START DATASET RECORDS

PR #79, opened 2015-05-20
Make TypeError messages even more useful

francois:
I was struck by a `TypeError` with no information about what went wrong:

```
TypeError: can't convert into Integer
```

The backtrace led me nowhere as this was all framework code. The last code that belonged to me was the call to `Repository#create`. After that, it was all library code. See https://gist.github.com/francois/283f9ee23d268b69aa60 for a sample backtrace.

Now, I get a much more useful error message:

```
TypeError: can't convert #<Date: 2015-04-20 ((2457133j,0s,0n),+0s,2299161j)> into Integer
```

### DIFF
--- a/lib/lotus/utils/kernel.rb
+++ b/lib/lotus/utils/kernel.rb
@@ -140,7 +140,7 @@ module Lotus
           Set.new(::Kernel.Array(arg))
         end
       rescue NoMethodError
-        raise TypeError.new("can't convert into Set")
+        raise TypeError.new("can't convert #{inspect_type_error(arg)}into Set")
       end
 
       # Coerces the argument to be a Hash.
@@ -205,7 +205,7 @@ module Lotus
             super(arg)
           end
         rescue NoMethodError
-          raise TypeError.new "can't convert into Hash"
+          raise TypeError.new "can't convert #{inspect_type_error(arg)}into Hash"
         end
       else
         def self.Hash(arg)
@@ -217,7 +217,7 @@ module Lotus
             super(arg)
           end
         rescue ArgumentError, NoMethodError
-          raise TypeError.new "can't convert into Hash"
+          raise TypeError.new "can't convert #{inspect_type_error(arg)}into Hash"
         end
       end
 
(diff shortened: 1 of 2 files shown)


francois:
Not sure if we want to make `#inspect_type_error` private or not. Also, if the argument is a collection, it may not be a good idea to inspect it. The collection might contain thousands of elements. I'll be happy to contribute changes if necessary.

joneslee85:
@francois do you use lotus-model in your code at all?

francois:
I found my issue: I was using a composite primary key for my database table, where the first component of the primary key was a date. Sequel returns the first element of the composite primary key, instead of returning the full primary key.

I have switched my primary key around to a plain surrogate key, and all is good now.

This pull request is still valid, as it helps developers understand what value caused the error.

francois:
To answer your question, @joneslee85, I do use the latest released version of lotus-model, as specified by lotusrb.

lib/lotus/utils/kernel.rb
```diff
@@ -1021,13 +1021,34 @@ def self.Pathname(arg)
...
+
+      # Returns the most useful type error possible
+      #
+      # If the object does not respond_to?(:inspect), we return the class, else we
+      # return nil. In all cases, this method is tightly bound to callers, as this
+      # method appends the required space to make the error message look good.
+      #
+      # Used internally by Lotus::Utils::Kernel. This method is not part of the public
+      # API.
+      def self.inspect_type_error(arg)
```
AlfonsoUceda: IMO this method should be private and can you add `@since x.x.x`, `@api private` ? Thanks

AlfonsoUceda:
:+1: errors more useful

lib/lotus/utils/kernel.rb
```diff
@@ -1021,13 +1021,40 @@ def self.Pathname(arg)
...
+        # Returns the most useful type error possible
+        #
+        # If the object does not respond_to?(:inspect), we return the class, else we
+        # return nil. In all cases, this method is tightly bound to callers, as this
+        # method appends the required space to make the error message look good.
+        #
+        # Used internally by Lotus::Utils::Kernel. This method is not part of the public
+        # API.
+        #
+        # @since 0.4.2
```
AlfonsoUceda: please, let @jodosha put 0.4.2 better for now x.x.x, and if you put a space between `@since` and `@private` I'll thank you

francois:
@AlfonsoUceda, I cleaned up as you requested, and squashed all three commits as one. The history will be cleaner this way.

END DATASET RECORDS

**BRIEF**
For every line in the listing above that mentions the word "appends", make a copy.

**RESPONSE AREA**
+      # method appends the required space to make the error message look good.
+        # method appends the required space to make the error message look good.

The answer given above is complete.